PR #5009, opened 2026-02-27
chore: remove unreachable tool_choice check in vllm adapter

mattf:
llama_stack.core.routers.inference.openai_chat_completion enforces tool_choice only set when tools is present, see below. the code in the vllm adapter is unreachable.

```
        # Use the OpenAI client for a bit of extra input validation without
        # exposing the OpenAI client itself as part of our API surface
        if params.tool_choice:
            TypeAdapter(OpenAIChatCompletionToolChoiceOptionParam).validate_python(params.tool_choice)
            if params.tools is None:
                raise ValueError("'tool_choice' is only allowed when 'tools' is also provided")
```


skamenan7 (approved):
LGTM, thanks @mattf .

PR #5017, opened 2026-02-27
ci: add merge_group trigger to all PR-gating workflows

cdoern:
# What does this PR do?

Prepares CI for GitHub merge queue support on main and release-*.x branches. When merge queues are enabled, queue entries need to trigger the same checks that run on pull requests.

- Add `merge_group` trigger to all 13 PR-gating workflows
- Fix ci-status.yml concurrency group: use `github.ref` fallback since `github.event.pull_request.number` is null in merge_group context
- Fix ci-status.yml SHA lookup: use `context.sha` fallback since `context.payload.pull_request.head.sha` is null in merge_group context
- Scope backward-compat informational jobs (test-integration-release, check-schema-release-compatibility) to pull_request only — they call `gh pr comment/view` with the PR number which is unavailable in merge_group and would crash the job under bash set -e
- Fix integration-tests.yml fork detection: null PR repo field in merge_group context was incorrectly evaluated as a fork PR


cdoern:
@mergifyio backport release-0.5.x

PR #5034, opened 2026-03-02
fix: respect LLAMA_STACK_TEST_RECORDING_DIR when __test_id is set

Lucifergene:
## Summary

`LLAMA_STACK_TEST_RECORDING_DIR` is silently ignored when a `__test_id` is present. The `_get_test_dir()` method always parses the test_id as a pytest node ID and derives the recording path from it, completely bypassing `self.base_dir`. This makes the env var useless for non-pytest consumers (e.g. Go, TypeScript test suites using the record-replay system).

## Changes

- **Track explicit env var**: `setup_api_recording()` now detects whether `LLAMA_STACK_TEST_RECORDING_DIR` was explicitly set and threads an `explicit_recording_dir` flag through `api_recording()` → `ResponseStorage`
- **Fix `_get_test_dir()` path resolution**: When the env var is explicitly set, always use `base_dir/recordings/` regardless of test_id. When not set, preserve existing pytest co-located recordings behavior
- **Handle non-pytest test IDs**: Test IDs without `.py` (e.g. `"my-go-test-suite"`) now correctly fall back to `base_dir/recordings/` instead of crashing on path parsing
- **Replace brittle `parent.parent.parent`**: The hardcoded repo root heuristic is replaced with `_find_repo_root()` which walks up to find `pyproject.toml` (matching pytest's own rootdir detection per PEP 517/518)

## Path resolution strategy

| Scenario | Recording directory |
|----------|-------------------|
| `LLAMA_STACK_TEST_RECORDING_DIR` set (any test_id) | `base_dir/recordings/` |
| Pytest-style test_id (contains `.py`) | Derived from test file location |
| Non-pytest test_id (Go, TS, etc.) | `base_dir/recordings/` |
| No test context | `base_dir/recordings/` |

## Backward compatibility

When `LLAMA_STACK_TEST_RECORDING_DIR` is **not** set (the common case for upstream pytest), behavior is identical — pytest node ID path derivation is unchanged.

## Test plan

- [x] Explicit recording dir respected with pytest test_id
- [x] Non-pytest test_id falls back to base_dir
- [x] Pytest test_id with relative base_dir preserves existing behavior
- [x] No test context uses base_dir
- [x] End-to-end store + find with explicit dir + test_id
- [x] Absolute base_dir uses `_find_repo_root()` instead of `parent.parent.parent`
- [x] `setup_api_recording()` propagates explicit flag from env var
- [x] `find_recording()` fallback for session-level recordings
- [x] `_find_repo_root()` walks up to `pyproject.toml`
- [x] `_find_repo_root()` fallback when no marker found


tests/unit/distribution/test_api_recordings.py
```diff
@@ -422,3 +424,163 @@ async def test_replay_legacy_exception_format_raises_generic(self, temp_storage_
                     )
 
                 assert str(exc_info.value) == "Legacy formatted error"
+
+
+class TestRecordingDirResolution:
```
cdoern, line 429: these are a lot of tests to maintain. Can we remove some of these?

cdoern (changes requested):

tests/unit/distribution/test_api_recordings.py
Lucifergene: Sure, have removed some

src/llama_stack/testing/api_recorder.py
```diff
@@ -324,8 +324,9 @@ def setup_api_recording():
     if mode == APIRecordingMode.LIVE:
         return None
 
-    storage_dir = os.environ.get("LLAMA_STACK_TEST_RECORDING_DIR", DEFAULT_STORAGE_DIR)
-    return api_recording(mode=mode, storage_dir=storage_dir)
+    explicit_dir = os.environ.get("LLAMA_STACK_TEST_RECORDING_DIR")
```
skamenan7, line 327: Small edge case: if LLAMA_STACK_TEST_RECORDING_DIR="", explicit_dir is not None is still True, so ResponseStorage gets
  explicit_recording_dir=True but storage_dir falls back to DEFAULT_STORAGE_DIR. The two disagree. Would
  os.environ.get("LLAMA_STACK_TEST_RECORDING_DIR") or None handle this?

src/llama_stack/testing/api_recorder.py
```diff
@@ -399,50 +400,87 @@ def _deserialize_response(data: dict[str, Any]) -> Any:
     return data
 
 
+def _find_repo_root(start: Path) -> Path:
+    """Walk up from start to find the project root (directory containing pyproject.toml).
+
+    Uses pyproject.toml as the root marker because pytest node IDs (used as test_id)
```
skamenan7, line 406: One concern with the fallback: if there's no pyproject.toml anywhere above (Docker install without source, CI, etc.),  repo_root quietly becomes base_dir itself and recordings resolve to an unexpected path. A debug log would really help diagnose this. Also noticed there's no test for the "marker not found" case.

skamenan7 (changes requested):
LGTM apart from some comments. Thanks.

nidhishgajjar:
**Orb Code Review** (powered by GLM-4.7 on [Orb Cloud](https://orbcloud.dev))

## Summary

This PR fixes a bug where the `LLAMA_STACK_TEST_RECORDING_DIR` environment variable was silently ignored when a `__test_id` is present, making the recording system unusable for non-pytest test suites (Go, TypeScript, etc.). The fix also improves path resolution and adds comprehensive test coverage.

## Architecture

The changes affect the API recording/replay system in `llama_stack/testing/api_recorder.py`:
- `ResponseStorage._get_test_dir()`: Core path resolution logic
- `setup_api_recording()`: Entry point that detects env var usage
- `_find_repo_root()`: New helper for repo root detection

The system determines where to store test recordings based on several factors:
1. Whether `LLAMA_STACK_TEST_RECORDING_DIR` is explicitly set
2. Test ID format (pytest vs non-pytest)
3. Base directory type (absolute vs relative)

## Analysis

### Correctness ✓
The fix is correct and addresses the reported issue:

**Problem:**
```python
# Before: env var always ignored when test_id present
if test_id:
    test_dir = Path(test_file).parent  # Always derived from test_id
    ...
```

**Solution:**
```python
# After: explicit env var takes precedence
if self.explicit_recording_dir:
    return self.base_dir / "recordings"  # Use env var path
if test_id:
    ...  # Derive from test_id only if env var not explicit
```

### Code Quality ✓

**Strengths:**
- Clear separation of concerns (path resolution logic centralized)
- Comprehensive test coverage (8 new test cases)
- Good documentation with path resolution table
- Debug logging for troubleshooting

**Improvements:**
- Replaced brittle `parent.parent.parent` with `_find_repo_root()` that walks up to find `pyproject.toml`
- Better handling of non-pytest test IDs (`.py` check)
- Explicit flag (`explicit_recording_dir`) clearly indicates intent

### Backward Compatibility ✓

The fix maintains backward compatibility:
- When `LLAMA_STACK_TEST_RECORDING_DIR` is **not** set, behavior is identical
- Pytest co-located recordings still work as before
- Only changes behavior when the env var is explicitly set (the broken case)

### Cross-file Impact

**Affected components:**
- `llama_stack/testing/api_recorder.py`: Core recording infrastructure
- `tests/unit/distribution/test_api_recordings.py`: Test coverage

**Considerations:**
- Changes internal `ResponseStorage` API (adds `explicit_recording_dir` parameter)
- May affect any custom implementations of recording storage
- Test suite additions show proper usage patterns

## Assessment

**Approve** - This is a well-implemented fix with several strengths:

✅ **Pros:**
- Solves real problem for non-pytest test frameworks
- Maintains backward compatibility
- Comprehensive test coverage (8 new tests)
- Better code quality (replaces brittle path logic)
- Clear documentation and debugging support

⚠️ **Considerations:**
- The `explicit_recording_dir` flag adds complexity to the API
- Path resolution logic is now quite complex (4 different cases)
- Could benefit from more documentation for external consumers

**Suggestions:**
1. Consider adding integration tests with actual Go/TS test suites
2. Document the recording directory resolution strategy in user-facing docs
3. Consider adding examples for non-pytest usage

**Verdict:** This is a solid fix that addresses a real user pain point while maintaining backward compatibility. The test coverage is excellent and the code quality improvements are valuable. The complexity added is justified by the flexibility gained.

leseb:
@Lucifergene please rebase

* * * *

- **Assignment**
Run a filter over the data above and keep each line that contains the word "cdoern".

- **Exercise solution**
cdoern:
cdoern:
cdoern, line 429: these are a lot of tests to maintain. Can we remove some of these?
cdoern (changes requested):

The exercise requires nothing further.